The following retort from the National Council of Chain Restaurants was offered by its president, Terrie Dort, in a Newsday article of April 24, 2001: "It is unfortunate that Mr. Schlosser’s book, Fast Food Nation, categorizes the entire fast-food industry in such a negative light. The restaurant companies that comprise the industry provide employment to hundreds of thousands of workers across the country and offer consumers a wide variety in menu options and prices. We take exception to the characterization in this book."

The American Meat Institute, an organization representing the meatpacking industry, also had something to say about Fast Food Nation. Vice president of public affairs Janet Riley, who admitted to not having read the entire book, claimed (in the Newsday article cited above) that Schlosser had "vilified the industry in a way that is very unfair." She accused Schlosser of "trying to paint a picture of 1906 in order to scare people." "Unfortunately," concluded Riley, "fear and graphic stories sell. There is no doubt in our minds that our food today is safer than it’s ever been."

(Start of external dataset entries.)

PR #109, opened 2022-11-21
feat(madara): add multi-language source leviatanscans

KaBankz:
leviatanscans is a multi-language source, and the madara template does not have any multi-language support as far as I could see; So, I just took the asurascans `get_lang_code` function and added it to the madara helper, and used it in leviatanscans to do some matching and change the url's and selectors when the user changes the source language. I don't know if this was the best implementation of multi-language support, but for now it works.

Checklist:


src/rust/madara/template/src/helper.rs
```diff
@@ -195,3 +195,13 @@ pub fn get_int_manga_id(manga_id: String, base_url: String, path: String) -> Str
 	let id = &id_html[id_html.find("manga_id").unwrap() + 11..id_html.find("\"};").unwrap()];
 	String::from(id)
 }
+
+pub fn get_lang_code() -> String {
```
Skittyblock, line 199: I think it'd be better to use an `Option<String>` here, so that way you don't have to use a mutable and can return None instead of another allocated string. Then, in the leviatan source, you can fall back to "en" as the default language.

src/rust/madara/template/src/template.rs
```diff
@@ -66,12 +67,15 @@ impl Default for MadaraSiteData {
 			post_type: String::from("wp-manga"),
 			// p to select description from
 			description_selector: String::from("div.description-summary div p"),
+			// selector for chapter list
+			chapter_selector: String::from("li.wp-manga-chapter  "),
```
Skittyblock, line 71: I know it had the spaces previously but I'm pretty sure they're not necessary.
```suggestion
			chapter_selector: String::from("li.wp-manga-chapter"),
```

Skittyblock (changes requested):
otherwise looks good I think

Skittyblock (approved):

PR #123, opened 2022-12-24
feat: add source zero scans

KaBankz:
Caveats:
- No Search - Zero Scans does not have a search api, instead they do client side json filtering (I tried implementing a fuzzy title match, but rust hates me)
- Loading chapter lists can be slow - Zero Scans paginates their chapters api, 20 per request so large chapter counts mean more requests, so longer wait
- To get the chapter list you need the manga id, right now the `manga_id` parameter contains the manga slug which is used for every other request except this one, this one needs the id. So an initial request is made solely to get the manga id, which adds more loading delay.

Checklist:


src/rust/en.zeroscans/src/helper.rs
```diff
@@ -0,0 +1,25 @@
...
+	match cleaned_time_ago
+		.to_uppercase()
+		.split_whitespace()
+		.last()
+		.unwrap_or("")
+	{
+		"YEAR" | "YEARS" => current_date() - (number * 31556926.0),
+		"MONTH" | "MONTHS" => current_date() - (number * 2629743.0),
+		"WEEK" | "WEEKS" => current_date() - (number * 604800.0),
+		"DAY" | "DAYS" => current_date() - (number * 86400.0),
```
Skittyblock, line 22: probably better to do the seconds per period multiplied out rather than constant numbers so it's clearer. e.g. `60 * 60 * 24 (=86400)` for 60s * 60m * 24hr = 86400s in a day, then add `* 7` for a week, etc.

Skittyblock:
Might be worth just filtering without the fuzzy search? You can do it case insensitive, but I think there are enough titles on the source to make it a pain just to use without having a search.

KaBankz:
> Might be worth just filtering without the fuzzy search?

The thing is without fuzzy search, you have to know the exact spelling of the manga you're looking for, which isn't the best user experience, but you're right, it's better than nothing, so I implemented a simple case insensitive title match.

Hopefully in the future a fuzzy search could be added, also looking at Asura Scans beta site, they also have a client side search so having an implementation of fuzzy matching could be useful in these cases. The [sublime_fuzzy](https://crates.io/crates/sublime_fuzzy) crate does not work because of dependency implementation issues, but maybe that could be fixed in the future.

Skittyblock (approved):

Skittyblock:
yeah sounds good

PR #127, opened 2022-12-27
fix(manhuaus): fix broken images for some series

KaBankz:
Checklist:

### DIFF
--- a/src/rust/madara/sources/manhuaus/res/source.json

A fourth rebuke to Fast Food Nation can be seen on the web site of the National Restaurant Association (www.restaurant.org). In a statement titled "The Truth About Fast Food Nation," the NRA claims: "Fast Food Nation by Eric Schlosser is one individual’s biased attempt to convince the American consumer to stop eating food from restaurants they enjoy frequenting. In addition to acting like the ‘food police,’ and trying to coerce the American consumer to never eat fast food again, the author recklessly disparages an industry that has contributed tremendously to our nation by providing millions of consumers the option of choosing a range of high-quality food items that they love, providing tremendous job and career opportunities and boosting the national economy."

What’s it all mean?

Schlosser, himself, is apparently not dispirited by what his investigation revealed. He takes heart in the assumption that conditions will improve when the public demands change. "I’m optimistic," Schlosser told the Newsday reporter. "There is enormous potential for change from the fast-food companies pressuring the meat suppliers and from consumers who can pressure the fast-food companies."

This weathered skeptic is less upbeat: Personally, I don’t believe that such an entrenched system will yield an inch without the sustained and disciplined efforts of a well-organized grassroots movement for workers’ rights and food safety.

Schlosser recently announced that his next book will be on prisons. It doesn’t look like he’s going to return to writing fluff pieces anytime soon.